[Exercise input]

PR #114, opened 2021-06-16
Add single exit node (TerminalNode) to FlowGraph

zbanks:
This PR is (mostly? entirely?) orthogonal to my other PR, so I don't think there's any nontrivial merge conflicts between the two and it doesn't matter which order they get merged in.

As discussed on Discord, any ReturnNode could be the exit of the FlowGraph, which complicated some of the interval/structural analysis. Adding a single common exit node helps reduce edge cases.

While making this change, I also made several other refactors. I tried to only change things when I could delete chunks of code (e.g. `immediate_postdominator()` in `if_statements.py`) or if the change helped preserve previous behavior/test output (e.g. the indenting changes).

I don't love how big this PR got -- but I think even though I technically added lines, the code is a bit more straightforward? I also don't think my changes are incompatible with the direction that #76 is headed.

Other refactors:

- Postdominators & loops can now be calculated on the FlowGraph at construction. Previously it was "postdominator within this interval" because there was not the common exit. This moved a lot of code out of `if_statements.py` and into `flow_graph.py`.

- Added `Node.children()` - it's very easy for a node to say what it's children are, rather than manually doing the `.add_parent()` bookkeeping. (The `.add_parent()` stuff could be removed in a future PR, and `parents` could be calculated in `compute_relations`, but the ordering change would introduce output changes, so I kept that out of this PR for clarity)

[/Exercise input]

Task objective →
Begin with the first line of the records and finish with the line containing "This PR is (mostly?". Reproduce those lines exactly, both ends included, and nothing else.

Task output →
PR #114, opened 2021-06-16
Add single exit node (TerminalNode) to FlowGraph

zbanks:
This PR is (mostly? entirely?) orthogonal to my other PR, so I don't think there's any nontrivial merge conflicts between the two and it doesn't matter which order they get merged in.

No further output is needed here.